# i want to learn programming.



## dingdong (May 17, 2012)

Guys i want to learn programming say almost all.for working in movie/game editing softwares to hacking.Kindly let me know from where i should start.

I have very basic knowledge in c++ but is not in touch with it for years.

Kindly help.


----------



## nbaztec (May 17, 2012)

Please read similar threads.



> *working in movie/game editing softwares to hacking*


Now that's a long way. 



> I have very basic knowledge in c++ but is not in touch with it for years.


Read some non-India authored books. Search around for similar threads.

PS: Hacking what exactly? High level languages don't help you in hacking/cracking.


----------



## abhijangda (May 17, 2012)

Hey let me make you clear. Although its true that almost everything(or may be everything) in this Computer Era requires programming but you cannot learn everything, I mean its difficult to be the expert of everything from Game Programming to Web Designing or from Application Programming to Kernel Programming. There are different areas and each area has a set of libraries and languages used.
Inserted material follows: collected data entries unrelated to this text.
PR #243, opened 2026-05-14
chore(eslint-plugin): require underscore-delimited groups in numeric literals

kriscendobot:
## Description

Adds `eslint-plugin-unicorn`'s `numeric-separators-style` rule to the `@endo/internal` ESLint preset, enforcing underscore-delimited groupings on numeric literals.
Decimal numbers of five or more digits must group every three digits (`1_234_567`); hexadecimal, binary, and octal literals must group by the rule's conventional widths (hex in twos, binary and octal in fours).
The rule is autofixable, so `eslint --fix` applied the migration across the codebase in a separate commit.

### Security Considerations

None.
Numeric separators are a syntactic transformation that does not change the runtime value of any literal.

### Scaling Considerations

None.

### Documentation Considerations

The `@endo/eslint-plugin` changeset notes that consumers of `plugin:@endo/internal` will see lint errors on numeric literals that violate the rule and must add `eslint-plugin-unicorn` to their devDependencies to satisfy the new peer dependency.
`eslint --fix` rewrites violations automatically, so the migration cost downstream is one autofix run per consumer.

### Testing Considerations

`yarn lint` is the test surface.
The pre-PR run on this branch is clean: zero ESLint errors and zero Prettier warnings.

### Compatibility Considerations

The rule strips separators from decimal literals below the minimum-digits threshold (`1_000` becomes `1000`).
This matches the rule's defaults and is consistent with the convention that separators communicate magnitude only when the number is long enough to benefit from grouping.

### Upgrade Considerations

None for production systems.
Downstream consumers of `@endo/eslint-plugin` will need to install `eslint-plugin-unicorn@^56.0.1` (a new peer dependency of the plugin); the published changeset describes the requirement.

PR #244, opened 2026-05-14
chore(eslint-plugin): require underscore-delimited groups in numeric literals

kriscendobot:
## Description

Adds `eslint-plugin-unicorn`'s `numeric-separators-style` rule to the `@endo/internal` ESLint preset, enforcing underscore-delimited groupings on numeric literals.
Decimal numbers of five or more digits must group every three digits (`1_234_567`); hexadecimal, binary, and octal literals must group by the rule's conventional widths (hex in twos, binary and octal in fours).
The rule is autofixable, so `eslint --fix` applied the migration across the codebase in a separate commit.

This PR mirrors #243 onto `master`. The same configuration lands on both branches so the rule is consistent across the two long-lived heads; the migration commit's file list differs because the `master` codebase has a different set of packages.

### Security Considerations

None.
Numeric separators are a syntactic transformation that does not change the runtime value of any literal.

### Scaling Considerations

None.

The `@endo/eslint-plugin` changeset notes that consumers of `plugin:@endo/internal` will see lint errors on numeric literals that violate the rule and must add `eslint-plugin-unicorn` to their devDependencies to satisfy the new peer dependency.
`eslint --fix` rewrites violations automatically, so the migration cost downstream is one autofix run per consumer.

### Testing Considerations

`yarn lint` is the test surface.
The pre-PR run on this branch reports zero ESLint errors.
Two pre-existing ESLint warnings on `master` (`evasive-transform/src/index.js`, `ses/src/compartment.js`) and seven Prettier line-length warnings on files this migration touched are present; the line-length warnings arise because underscore separators push a few existing expressions past Prettier's print width.
These are noted but not fixed in this PR.

The rule strips separators from decimal literals below the minimum-digits threshold (`1_000` becomes `1000`).
This matches the rule's defaults and is consistent with the convention that separators communicate magnitude only when the number is long enough to benefit from grouping.

### Upgrade Considerations

None for production systems.
Downstream consumers of `@endo/eslint-plugin` will need to install `eslint-plugin-unicorn@^56.0.1` (a new peer dependency of the plugin); the published changeset describes the requirement.


kriskowal:
Please trigger the sequence of PR build follow-up jobs.

kriskowal:
Ferried to upstream as endojs/endo#3263 (draft). Upstream head: `b583f9259`.

https://github.com/endojs/endo/pull/3263

kriscendobot (commented):
## Panel review: PR #244

Twelve-seat code panel, in-band-fallback execution (the dispatch harness did not surface an `Agent` tool; each seat's block was written against its role file one at a time per `roles/judge/AGENT.md` § In-band fallback). The PR enables `unicorn/numeric-separators-style` at error severity in the `@endo/internal` ESLint preset and lands the autofix sweep across the codebase. CI is 28 of 28 green at head `0739b4f8c`.

In-PR scope against `origin/master` (the GitHub-reported file count includes commits since merged into master):

- 50 files, 477 insertions, 115 deletions.
- 5 commits: rule wiring + changeset + peer-dep on `@endo/eslint-plugin`, `chore: Update yarn.lock` (isolated), the autofix sweep across 44 files, a prettier reflow on 7 files the autofix pushed past print-width, and a wiring-pinning test added in a separate commit by the cleaner pass.
- The yarn.lock churn is in its own commit per `skills/yarn-lock-separate-commit/SKILL.md`. The autofix is separated from the rule-wiring commit; the prettier reflow is separated from the autofix.

### Assessor (correctness logic, control flow, error handling)

**Verdict:** approve

**Findings:**
- None. The rule is mechanical and autofixable; the autofix is a value-preserving syntactic rewrite (digit separators do not change the numeric value of a literal). Spot checks on representative sites confirm equivalence:
  - `packages/marshal/src/encodePassable.js`: `0x7ff8000000000000n` to `0x7f_f8_00_00_00_00_00_00n` (same canonical NaN encoding).
  - `packages/zip/src/format-reader.js`: `MAX_VALUE_32BITS = 4294967295` to `4_294_967_295` (same value, same downstream comparisons).
  - `packages/ocapn-noise/src/bindings.js`: `if (encoding > 65535)` to `if (encoding > 65_535)` (same threshold; the error-message string `Cannot support encoding versions beyond 65535` is intentionally left unchanged because string contents are outside the rule's surface).
- Control-flow paths and error handling are untouched. No new branches were introduced.

### Typist (type accuracy, narrowings)

**Verdict:** approve

**Findings:**
- None. Numeric literals carry no type-position change; their inferred types stay `number` and `bigint` respectively. `packages/ses/types.test-d.ts` is touched but only on literal-value lines; the type assertions on those lines remain valid (the rewritten literal still satisfies the same compile-time check).
- JSDoc `@param` and `@returns` annotations are not in the diff. The peer-dep `eslint-plugin-unicorn` is typed via the unicorn package's own declarations and consumed at lint-config-load time, not as a TS import surface.

### Stylist (naming, identifier choice)

**Verdict:** approve

**Findings:**
- None. No identifiers are renamed; no new identifiers are introduced outside the test file. The new test file's identifiers (`RULE_ID`, `ruleConfig`, `ruleOptions`, `tester`) follow the existing test-file conventions in `packages/eslint-plugin/test/` (`harden-exports.test.js`, `no-multi-name-local-export.test.js`).

### Packager (diff hygiene, commit splitting, changeset content)

**Verdict:** approve

**Findings:**
- The commit split is correct: rule-wiring commit carries only the preset and changeset; yarn.lock is its own commit per `skills/yarn-lock-separate-commit/SKILL.md`; the autofix sweep is a separate `chore: migrate numeric literals to underscore-delimited grouping` commit; the prettier reflow that the autofix triggered (because some literals lengthened past Prettier print-width) is a separate commit with an explanatory message; the wiring-pinning test added by the cleaner is the fifth commit.
- The changeset (`.changeset/eslint-plugin-numeric-separators.md`) is `@endo/eslint-plugin: minor` and accurately states that the preset gains a new error-level rule and that consumers must add `eslint-plugin-unicorn` to their devDeps to satisfy the new peer dependency. The bump-level is correct because the consequence for an unprepared consumer is a lint failure (not a runtime break), which is a feature-level change to the preset's behavior.

- The PR description mentions seven preexisting Prettier line-length warnings and two preexisting ESLint warnings (`evasive-transform/src/index.js`, `ses/src/compartment.js`) that the migration did not fix. Carrying that as out-of-scope is consistent with the rule-introduction surface.

### Archivist (docs and comment / JSDoc prose accuracy)

**Verdict:** approve

**Findings:**
- The changeset prose is accurate. The new test file carries a header comment explaining what the file pins and why (the wiring exists in `lib/configs/internal.js` rather than as a rule body in this repo).
- No README or design document changes are needed: the preset's documentation surface is the changeset and the option object itself.

- The test file's header references "the cleaner pass on PR #244 added this rule"; in fact the rule-wiring commit predates the test commit and the rule was added in the rule-wiring commit, not the cleaner pass. The test was added in the cleaner pass. The header conflates the two. This is cosmetic and does not affect the test's load-bearingness; flagging here so the archivist's overlap with the prover's territory is explicit.

### Prover (regression evidence, test load-bearingness)

**Verdict:** approve

**Findings:**
- The new `packages/eslint-plugin/test/internal-numeric-separators.test.js` is load-bearing in two ways:
  - The synchronous `assert` block at module load time would fail if `lib/configs/internal.js` dropped `unicorn` from `plugins`, demoted the rule from `error`, or altered any key in the option object. Reverting the rule wiring fails the test.
  - The `RuleTester` invocations cover decimal (3-digit grouping at the 5-digit threshold), hex (2-digit grouping, both cases), binary (4-digit grouping), octal (4-digit grouping), and BigInt. Lowering decimal `minimumDigits` to 4 in the preset would change the expected `output` on the 4-digit-input case (none asserted) but would still pass the 5-digit cases. The option-shape `assert.deepStrictEqual` is the load-bearing guard for the threshold; the `RuleTester` cases are the load-bearing guard for the rule's autofix behavior on each literal kind.
- Verified by inspection that the configured option object exactly matches the asserted shape.

### Curator (public API surface, exported identifier shape)

**Verdict:** approve

**Findings:**
- The `@endo/eslint-plugin` package's exported surface (`configs/internal`, `configs/imports`, the per-rule entries in `lib/rules/`) is unchanged in shape. The `internal` preset gains a `unicorn` entry in its `plugins` array and a `unicorn/numeric-separators-style` entry in its `rules` table; consumers reach those through the preset's `extends`, not as a renamed export.
- A new peer dependency on `eslint-plugin-unicorn@^56.0.1` is declared on `@endo/eslint-plugin/package.json`. This is the correct shape: the preset references the plugin by name and ESLint resolves it from the consumer's `node_modules`, so it must be a peer rather than a direct dep.

### Migrator (backwards compatibility, peer-dep cascade, bump-level)

**Verdict:** approve

**Findings:**
- The bump is `@endo/eslint-plugin: minor` per the changeset. This is the right bump: consumers who do not update their devDeps will see a missing-plugin error rather than a silent behavior change. A `patch` would mis-signal; a `major` would over-signal because the change is additive (consumers already on the preset just need to add the plugin and rerun `eslint --fix`).
- The downstream cascade is one peer-dep install: any project extending `plugin:@endo/internal` adds `eslint-plugin-unicorn@^56.0.1` to its devDependencies. The changeset states this explicitly.
- No production runtime is affected. Lint-time only.

### Locksmith (capability flow, attenuation)

**Verdict:** approve

**Findings:**
- None. Numeric-literal separators do not change capability flow. No new exports, no new boundaries crossed, no attenuators added or removed.

### Warden (SES boundary, harden discipline, unguarded globals)

**Verdict:** approve

**Findings:**
- None. The `packages/ses/src/tame-nan-sidechannel.js` rewrites (`0x7ff8000000000000n` to `0x7f_f8_00_00_00_00_00_00n`, `0x7fc00000` to `0x7f_c0_00_00`) preserve the canonical NaN encodings the SES taming layer compares against. The SES test suite at `packages/ses/test/tame-nan{16,32,64}-sidechannel.test.js` was rewritten in the same way and continues to test the same values; CI's SES test job is green.
- No `harden`, no `globalThis`, no prototype walking is in the diff.

### Saboteur (adversarial inputs)

**Verdict:** approve

**Findings:**
- No adversarial-input surface is added. The rule operates on source text at lint time; runtime inputs are unchanged.
- Spot-checked the bit-flag autofix on `packages/zip/src/format-reader.js`: `0x0001` to `0x00_01`, `0x0010` to `0x00_10`. The values are unchanged, so the bitwise mask comparisons (`(bitFlag & 0x00_01) === 0x00_01`, `(centralRecord.externalFileAttributes & 0x00_10) !== 0`) still match exactly the same flag bits. No off-by-one is introduced.

### Breaker (invariant attacks)

**Verdict:** approve

**Findings:**
- The published contracts of the touched modules (`@endo/marshal`, `@endo/ocapn`, `@endo/ses`, `@endo/zip`) reference numeric magnitudes by value (`65535`, `4294967295`, canonical NaN encodings). The autofix preserves the values verbatim; the invariants those magnitudes encode (max message length, max u32, canonical NaN bit pattern) are unchanged.
- One thing worth a sanity check: the autofix preserves the case of hex digits. `0x7ff8...` becomes `0x7f_f8_...` (lowercase); `0x7FF8...` would have become `0x7F_F8_...` (uppercase). The rule's `hexadecimal: { minimumDigits: 0, groupLength: 2 }` config does not normalize case, and the test file's `output:` clauses verify this explicitly on both `0xabcdef` and `0xABCDEF`.

### Aggregate verdict

- Must fix before merge: none.
- Should fix in this PR: none.
- Out of scope / follow-up: the archivist's note on the test header's framing ("cleaner pass added this rule" vs. "cleaner pass added this test"); preexisting line-length and ESLint warnings that the PR description already enumerated.

Net-clean. The mechanical nature of the change (autofixable rule, value-preserving rewrite, exhaustive per-literal-kind test coverage, isolated yarn.lock, separated commits, accurate changeset, green CI on 28 of 28 jobs) leaves no in-scope blocker.

Panel kind: code-panel.

kriskowal:
Please sync master with actual/master and rebase this on master. There are extra commits on the PR.

kriskowal:
Please address feedback here from the review at https://github.com/endojs/endo/pull/3263 then run the gauntlet.

kriskowal:
Please rebase and shepherd.

kriskowal:
Please rebase (adjusting the merge base to match actual master and discarding the old master ref).

kriskowal:
Mirror of https://github.com/endojs/endo/pull/3263 (head 0e861ff18).

kriskowal:
Please rebase on actual/master and shepherd again.

kriskowal:
Merged upstream.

First, choose your area, where you want to go. 
Also, Hacking too contains wide topics and is not just up to programming.
For C++ read Thinking in C++ by Bruce Eckel. Its a gr8!! book Good Luck!!


----------



## Sujeet (May 17, 2012)

Hacking desnt means you  must-have  knowledge of Programming and depends on the Kind of Hacking one is attempting to accomplish.

BTW if Hacking to you means blowing online servers,websites,ids and accounts then look forward too SQL,HTML and Python.

Too much can be said about Hacking but that would be offtopic.


----------



## nbaztec (May 17, 2012)

Sujeet said:


> Hacking desnt means you  must-have  knowledge of
> BTW if Hacking to you means blowing online servers,websites,ids and accounts then look forward too SQL,HTML and Python.



Even those won't help you hack. SQL Injections/XSS/Phishing, etc. are all aimed at exploiting the vulnerabilities - whether it's of the server, the code and/or the user.

If anyone wishes to hack learn assembly.


----------



## Sujeet (May 17, 2012)

nbaztec said:


> Even those won't help you hack. SQL Injections/XSS/Phishing, etc. are all aimed at exploiting the vulnerabilities - whether it's of the server, the code and/or the user.
> 
> If anyone wishes to hack learn* assembly*.



Going back to stone age.


----------



## dingdong (May 17, 2012)

ok i want to start with movies.How is Maya for Film Maya - 3D Animation Software - Autodesk.


----------



## nbaztec (May 17, 2012)

> How is Maya for *Film *





> Maya - *3D Animation* Software


Does that say anything?

Look into Adobe Premier, Pinnacle Studio, After Effects or even the humble Movie Maker will do.


----------



## Sujeet (May 17, 2012)

dingdong said:


> ok i want to start with movies.How is Maya for Film Maya - 3D Animation Software - Autodesk.




Lol.
Where are you heading.!
Jumped directly from Programming Bandwagon to 3d Designing bandwagon.!!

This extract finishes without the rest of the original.